Look for the string "first" in the material below. Copy every line where you find it.

........

PR #12266, opened 2026-09-17
fix(server): stop probing Codex usage for accounts without a subscription

chledowski:
## Problem

A Codex instance pointed at a custom `model_provider` (OpenRouter here) authenticates itself, so `account/read` answers `{"account": null, "requiresOpenaiAuth": false}`. The probe asks for subscription limits anyway, and Codex rejects it:

```
>> {"jsonrpc":"2.0","id":2,"method":"account/read","params":{}}
>> {"jsonrpc":"2.0","id":3,"method":"account/rateLimits/read"}
<< {"id":2,"result":{"account":null,"requiresOpenaiAuth":false}}
<< {"id":3,"error":{"code":-32600,"message":"codex account authentication required to read rate limits"}}
```

(codex 0.154.0, a `CODEX_HOME` holding only a `[model_providers.openrouter]` config and no `auth.json`.)

The instance runs models fine, but the usage view reports a failed probe for a metric that backend does not have.

## Fix

Decide from the account rather than from whether the request happened to succeed. An API key and a self-authenticating backend have no subscription limits: skip the request and publish `unsupported`, which the usage view already renders as "no subscription limits" instead of a warning. `apiKey` was already classified `unsupported` here — it just paid for the request first.

A ChatGPT account that could not authenticate this probe is deliberately *not* included: it has a subscription we failed to read, so it still degrades to `probeFailed` and keeps its last good windows until the next login. A real `-32600` on a ChatGPT account stays visible too, so this does not blanket-suppress failures.

No UI code changed.

## Before / after

The same environment with two Codex instances — a ChatGPT one and the OpenRouter one — plus Claude, on `/usage`.

| Before | After |
| --- | --- |
|  |  |
| "OpenRouter: Codex could not read usage (JSON-RPC -32600)." | No warning; supported bars unchanged. |

## Tests

`vp test run apps/server/src/provider/Layers/ProviderRegistry.test.ts` — added cases for a backend without a subscription (`unsupported`), a signed-out ChatGPT account (stays `probeFailed`), and a ChatGPT `-32600` (stays `probeFailed`, message intact). `tsc --noEmit` for `apps/server` is clean.

`"re-probes when settings change the codex binaryPath"` in that file fails on my machine on an unmodified `main` as well — it picks up a local PATH entry — so it is unrelated to this change.

## Summary by CodeRabbit

- **Bug Fixes**
  - Improved Codex account status detection for accounts without subscription usage.
  - API-key and unsupported custom-provider accounts now report usage limits as unavailable with an appropriate reason.
  - Preserved clear status reporting for accounts requiring authentication.
  - Improved error details when usage information cannot be retrieved, including clearer reporting when usage requests fail.


chledowski (commented):
## Independent Claude review

Reviewed at `ace735b139` against `main`. Ran the two touched test files and `tsc --noEmit` for `apps/server`.

## Findings

**1. Low — a logged-out ChatGPT account now reports usage as `unsupported`, silently dropping its bars** — `apps/server/src/provider/Layers/CodexProvider.ts:688`

`codexSupportsSubscriptionUsage` returns `false` for *any* snapshot without `account.type === "chatgpt"`, including the early-return path at `CodexProvider.ts:474` where `account === null && requiresOpenaiAuth === true` (auth.json missing, or a refresh that failed). That account does have a subscription; it just could not be read this probe.

Failing case: a ChatGPT user whose Codex token stops refreshing. Before this diff the probe published `probeFailed`, and `resolveUsageLimitsAfterProbe` (`apps/server/src/provider/providerUsageLimits.ts:130`) deliberately kept the last good windows. Now the probe publishes `unsupported`, which that same function treats as authoritative and which `collectLimitNotices` (`packages/shared/src/usageLimits.ts:232`) skips outright — so the user's usage bars vanish from the composer and Limits view with no notice explaining why, until they re-authenticate.

Fix: keep the unauthenticated case out of `unsupported`. In `checkCodexProviderStatus`, branch on it first:

```ts
const usageLimits =
  !snapshot.account.account && snapshot.account.requiresOpenaiAuth
    ? makeUnavailableUsageLimits({ checkedAt, reason: "probeFailed" })
    : !codexSupportsSubscriptionUsage(snapshot.account)
      ? makeUnavailableUsageLimits({ checkedAt, reason: "unsupported" })
      : /* existing rateLimits branches */;
```

(equivalently, make the predicate `account.account?.type === "chatgpt" || (!account.account && account.requiresOpenaiAuth)` and let the existing `rateLimits === undefined → probeFailed` branch handle it). A `ProviderRegistry.test.ts` case for `{ account: null, requiresOpenaiAuth: true }` would pin the distinction, which no test currently does — both new suites only cover `requiresOpenaiAuth: false`.

**2. Low — Amazon Bedrock is skipped on assumption, not evidence** — `apps/server/src/provider/Layers/CodexProvider.ts:112`

The PR's reproduction covers a custom `model_provider` (`account: null`); `apiKey` was already classified `unsupported` before this diff. `amazonBedrock` is newly skipped with no reproduction, and the schema carries `usesCodexManagedCredentials` (`packages/effect-codex-app-server/src/_generated/schema.gen.ts:14202`), i.e. a Bedrock account whose credentials Codex manages. If such an account does answer `account/rateLimits/read`, this diff hides limits that previously rendered, and the user has no way to see them. Failing case: Bedrock with `usesCodexManagedCredentials: true` that returns a valid snapshot — the request is never issued and the Limits view shows nothing.

Fix: either confirm against the Codex CLI that `account/rateLimits/read` rejects Bedrock and note that in the comment at `CodexProvider.ts:105-112`, or narrow the predicate to skip only `apiKey` and `account === null && !requiresOpenaiAuth` (the two modes with evidence) and let Bedrock keep its existing failure-degrades path.

## Checked

- Call sites: `account/rateLimits/read` is issued from exactly one place (`probeCodexAppServerProvider`); no other usage path lost a read. Ordering unchanged — `account/read` still precedes the `Effect.all`, so the new dependency adds no round trip and the probe is strictly cheaper for skipped modes.
- Account union is closed (`apiKey | chatgpt | amazonBedrock`), so the predicate is exhaustive today; a future subscription-bearing type would default to `unsupported` (acceptable, flagged implicitly by finding 2's fix).
- Downstream rendering matches the PR's claim: `unsupported` → `limitsNotice` returns "This account has no subscription limits." (`packages/shared/src/usageLimits.ts:396`) and `collectLimitNotices` drops the row entirely — no warning line, no UI change needed.
- `resolveUsageLimitsAfterProbe` semantics for the intended cases (custom/apiKey/Bedrock never had published windows to wipe) — only the logged-out path above is affected.
- ChatGPT path preserved: 3s `timeoutOption`, `Option.getOrElse` "did not answer" message, `Effect.catch` → `codexRateLimitsFailureMessage`, and a real `-32600` still surfaces as `probeFailed` with its message; the `CodexDriver` reset-credit confirmation (`Drivers/CodexDriver.ts:327`) still keys on `probeFailed` for ChatGPT accounts and is unaffected.
- Contract/type surface: `rateLimits?: CodexRateLimitsProbe | undefined` is required by the explicit `undefined` return under `exactOptionalPropertyTypes`; nothing crosses the wire that changed shape, so no `packages/contracts` or client update is implied.
- Tests: `vp test run apps/server/src/provider/Layers/CodexProvider.test.ts apps/server/src/provider/Layers/ProviderRegistry.test.ts` → 67 passed, 1 failed. The failure is `"re-probes when settings change the codex binaryPath"`, which asserts on spawned commands and picks up `/opt/homebrew/bin/brew` from the local PATH; it is environment-dependent and unrelated to this diff, as the PR body states.
- `vp run --filter t3 typecheck` → clean.
- Repo rules: server behavior change ships with focused tests, tests assert observable behavior (the recording client proves the RPC is not issued) rather than mirroring implementation, no docs are made inaccurate, no UI/contract surfaces missed.


---

AI-generated review by Claude using `claude-opus-5` at `medium` effort.
Requested model: `claude-opus-5`.
Configured fallback: `none`. Fallback used: no.

chledowski:
Both findings accepted and fixed in `2455a9690c`.

**1. Signed-out ChatGPT account losing its bars — fixed.** Correct, and it is a real regression: `account: null, requiresOpenaiAuth: true` reached the same `unsupported` branch, and `resolveUsageLimitsAfterProbe` treats that as authoritative, so a user whose Codex token stopped refreshing would have lost their last good windows with no notice. The predicate is now `codexAccountHasNoSubscriptionUsage` and answers `false` for that path, which falls through to `rateLimits === undefined → probeFailed` exactly as before. Pinned by a new `ProviderRegistry.test.ts` case asserting `unauthenticated` auth with `probeFailed` usage.

**2. Amazon Bedrock skipped on assumption — fixed by narrowing.** Also correct; I had no reproduction for Bedrock and `usesCodexManagedCredentials` makes the assumption worse than idle. The predicate now covers only the two modes the reproduction supports — `apiKey`, and `account === null && !requiresOpenaiAuth` — and Bedrock keeps its existing request-and-degrade path. A reader test asserts the request is still issued for it, named so the reason is visible rather than looking like an oversight.

Net effect on the original bug is unchanged: the OpenRouter-style custom backend issues no `account/rateLimits/read` and publishes `unsupported`.

Verified: `vp test run apps/server/src/provider/Layers/CodexProvider.test.ts apps/server/src/provider/Layers/ProviderRegistry.test.ts` → 67 passed, 1 failed (`"re-probes when settings change the codex binaryPath"`, the pre-existing PATH-dependent failure you also reproduced). `tsc --noEmit` for `apps/server` clean.

chledowski:
Rewrote the branch as a single commit (`37375b9`) after the review above, and shrank the change to the minimum that fixes the bug:

- Dropped the extracted `requestCodexRateLimits` helper, its exported surface, and the recording-client tests. The guard is now one conditional at the existing call site, and the behavior is covered where it is observable — the provider status.
- Both review findings stay fixed: the predicate covers only `apiKey` and `account === null && !requiresOpenaiAuth`, so a signed-out ChatGPT account keeps its last good windows on `probeFailed`, and Amazon Bedrock keeps its existing request-and-degrade path rather than being skipped on an assumption I had no reproduction for.

Diff is now 2 files, +90/-33, most of it re-indentation under the new conditional. Added before/after screenshots of `/usage` to the description.

chledowski (commented):
## Independent Claude review

## Findings

No defects found in this diff.

Notes that did not rise to findings:

- **`amazonBedrock` accounts still take the probe path** (`apps/server/src/provider/Layers/CodexProvider.ts:115`). A Bedrock account is not an `apiKey` and is not `account === null`, so it still issues `account/rateLimits/read` and will surface `probeFailed` if Codex rejects it. This is pre-existing behavior, unchanged by the diff, and the helper's doc comment scopes itself to API keys and self-authenticating backends, so it is not a regression introduced here — but it is the same class of bug the PR fixes, and a plausible follow-up.
- **The skip branch itself is only tested indirectly.** The three new tests drive `checkCodexProviderStatus` with injected snapshots, which covers the classification (the user-visible outcome), but nothing asserts that `account/rateLimits/read` is no longer sent when the account has no subscription. There is no existing test harness for `probeCodexAppServerProvider` (no test drives it against the app-server mock peer), so adding one would be new scaffolding rather than a gap in the pattern the repo already follows. Acceptable as-is under "focused tests for that behavior".

## Checked

- **Full diff at `37375b9`** against `main` — only `CodexProvider.ts` and `ProviderRegistry.test.ts`; no UI, contract, or schema changes, consistent with the PR body's "No UI code changed."
- **Classification correctness.** `codexAccountHasNoSubscriptionUsage` (`CodexProvider.ts:114`) reproduces the old `apiKey → unsupported` rule exactly and adds only `account === null && requiresOpenaiAuth === false`. Confirmed against the generated schema (`packages/effect-codex-app-server/src/_generated/schema.gen.ts:38503-38510`) that `requiresOpenaiAuth` is a **required** `Schema.Boolean` on `V2GetAccountResponse`, so an older/partial response cannot silently fall into the new branch by omitting the field. The account union is `apiKey | chatgpt | amazonBedrock` (`schema.gen.ts:14195`).
- **The signed-out ChatGPT case is unreachable by the new branch.** `!account && requiresOpenaiAuth` returns early from `probeCodexAppServerProvider` (`CodexProvider.ts:440`) before the `Effect.all`, and `accountProbeStatus` (`:565`) keeps it `unauthenticated` / `probeFailed`. Verified the new helper agrees (returns `false`), so the two call sites cannot disagree about one snapshot.
- **`Effect.all` shape.** The ternary is evaluated synchronously on `accountResponse` before the concurrent block; the skip arm's `Effect.succeed(undefined)` widens the tuple element to `CodexRateLimitsProbe | undefined` and cannot introduce an uncaught error channel (the request arm still has its `timeoutOption` + `Effect.catch`). The `rateLimits?: CodexRateLimitsProbe | undefined` widening at `:74` is what the `satisfies` at `:489` needs under `exactOptionalPropertyTypes`; nothing else constructs this snapshot in production.
- **Downstream usage-limit semantics.** `resolveUsageLimitsAfterProbe` (`providerUsageLimits.ts:124`) treats `unsupported` as authoritative, so a previously-published window set is replaced — correct for an account that genuinely has none, and recoverable: a later probe after `codex login` republishes real windows. `applyUsageLimitsUpdate` (`:66`) makes `unsupported` sticky against *runtime* turn updates only; for a custom `model_provider` backend that emits no rate-limit notifications this is inert, and it matches the existing `apiKey` treatment.
- **Other consumers.** `checkCodexProviderStatus` has exactly one production caller (`Drivers/CodexDriver.ts:200`). The reset-credit confirmation path (`CodexDriver.ts:327`) keys off `probeFailed` and only applies to ChatGPT accounts, so it is unaffected.
- **Tests run locally:** `vp test run apps/server/src/provider/Layers/ProviderRegistry.test.ts` → 54 passed, 1 failed. The single failure is `"re-probes when settings change the codex binaryPath"`, which asserts on spawned commands and picks up `/opt/homebrew/bin/brew` from the machine's PATH — environment-dependent and unrelated to this diff, matching the PR body's claim. All three new cases pass.
- **Repo rules:** backend behavior change ships with focused tests; no repo-wide checks run; no docs change warranted (no new architectural constraint or user-facing procedure); no plan/scratch artifacts committed; commit title follows conventional format.


---

AI-generated review by Claude using `claude-opus-5` at `medium` effort.
Requested model: `claude-opus-5`.
Configured fallback: `none`. Fallback used: no.

chledowski:
Second review pass on `37375b9` came back with no defects. Both of its non-findings are deliberate and I am leaving them: Amazon Bedrock keeps its existing request-and-degrade path because I have no reproduction showing Codex rejects it (happy to extend if a maintainer knows the answer), and the skip branch is covered through the provider status rather than through new app-server probe scaffolding, to keep this change small.

juliusmarminge:

chledowski:
Thanks @juliusmarminge - let me know if there are any changes where you'd need some help :)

........

__Answer section__
Decide from the account rather than from whether the request happened to succeed. An API key and a self-authenticating backend have no subscription limits: skip the request and publish `unsupported`, which the usage view already renders as "no subscription limits" instead of a warning. `apiKey` was already classified `unsupported` here — it just paid for the request first.
Fix: keep the unauthenticated case out of `unsupported`. In `checkCodexProviderStatus`, branch on it first:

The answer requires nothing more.